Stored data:
PR #1270, opened 2021-09-23
fix multi-tenant deployment

### LINKED ISSUE #1269: Multi-Tenant Auth is broken for 3.0.0
## Information

- Onefuzz version: 3.0.0
- OS: Windows

1. Deploy multi-tenant instance of OneFuzz
2. Configure endpoint with multi-tenant params (--tenant_domain, etc.)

● Task: Extract each entry in full, exactly as given.

● Solution for this problem:
PR #1270, opened 2021-09-23
fix multi-tenant deployment

### LINKED ISSUE #1269: Multi-Tenant Auth is broken for 3.0.0
## Information

- Onefuzz version: 3.0.0
- OS: Windows

1. Deploy multi-tenant instance of OneFuzz
2. Configure endpoint with multi-tenant params (--tenant_domain, etc.)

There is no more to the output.